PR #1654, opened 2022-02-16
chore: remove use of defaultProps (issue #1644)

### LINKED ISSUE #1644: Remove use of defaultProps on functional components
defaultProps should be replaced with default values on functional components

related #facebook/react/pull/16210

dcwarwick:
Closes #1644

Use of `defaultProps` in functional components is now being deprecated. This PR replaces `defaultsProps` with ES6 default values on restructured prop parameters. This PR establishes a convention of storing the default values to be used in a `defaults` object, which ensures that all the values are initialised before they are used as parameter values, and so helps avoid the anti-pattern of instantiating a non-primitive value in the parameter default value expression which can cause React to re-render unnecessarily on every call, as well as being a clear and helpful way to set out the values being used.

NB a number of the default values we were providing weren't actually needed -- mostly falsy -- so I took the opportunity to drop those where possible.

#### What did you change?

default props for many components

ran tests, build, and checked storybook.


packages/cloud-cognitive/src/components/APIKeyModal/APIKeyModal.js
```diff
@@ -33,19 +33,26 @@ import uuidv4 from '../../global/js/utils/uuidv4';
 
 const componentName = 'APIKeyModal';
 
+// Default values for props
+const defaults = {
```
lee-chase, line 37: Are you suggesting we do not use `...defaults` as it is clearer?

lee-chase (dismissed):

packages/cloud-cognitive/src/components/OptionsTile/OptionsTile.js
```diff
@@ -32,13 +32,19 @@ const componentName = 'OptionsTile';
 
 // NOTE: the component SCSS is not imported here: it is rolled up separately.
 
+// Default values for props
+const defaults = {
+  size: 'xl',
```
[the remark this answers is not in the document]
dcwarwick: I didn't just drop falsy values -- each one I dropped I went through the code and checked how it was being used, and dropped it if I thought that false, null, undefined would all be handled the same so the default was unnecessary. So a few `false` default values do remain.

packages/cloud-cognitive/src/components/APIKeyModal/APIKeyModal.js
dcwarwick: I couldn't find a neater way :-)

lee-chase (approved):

[What is being asked]
Repeat the data exactly. Leave nothing out.

[Answer]
PR #1654, opened 2022-02-16
chore: remove use of defaultProps (issue #1644)

### LINKED ISSUE #1644: Remove use of defaultProps on functional components
defaultProps should be replaced with default values on functional components

related #facebook/react/pull/16210

dcwarwick:
Closes #1644

Use of `defaultProps` in functional components is now being deprecated. This PR replaces `defaultsProps` with ES6 default values on restructured prop parameters. This PR establishes a convention of storing the default values to be used in a `defaults` object, which ensures that all the values are initialised before they are used as parameter values, and so helps avoid the anti-pattern of instantiating a non-primitive value in the parameter default value expression which can cause React to re-render unnecessarily on every call, as well as being a clear and helpful way to set out the values being used.

NB a number of the default values we were providing weren't actually needed -- mostly falsy -- so I took the opportunity to drop those where possible.

#### What did you change?

default props for many components

ran tests, build, and checked storybook.


packages/cloud-cognitive/src/components/APIKeyModal/APIKeyModal.js
```diff
@@ -33,19 +33,26 @@ import uuidv4 from '../../global/js/utils/uuidv4';
 
 const componentName = 'APIKeyModal';
 
+// Default values for props
+const defaults = {
```
lee-chase, line 37: Are you suggesting we do not use `...defaults` as it is clearer?

lee-chase (dismissed):

packages/cloud-cognitive/src/components/OptionsTile/OptionsTile.js
```diff
@@ -32,13 +32,19 @@ const componentName = 'OptionsTile';
 
 // NOTE: the component SCSS is not imported here: it is rolled up separately.
 
+// Default values for props
+const defaults = {
+  size: 'xl',
```
[the remark this answers is not in the document]
dcwarwick: I didn't just drop falsy values -- each one I dropped I went through the code and checked how it was being used, and dropped it if I thought that false, null, undefined would all be handled the same so the default was unnecessary. So a few `false` default values do remain.

packages/cloud-cognitive/src/components/APIKeyModal/APIKeyModal.js
dcwarwick: I couldn't find a neater way :-)

lee-chase (approved):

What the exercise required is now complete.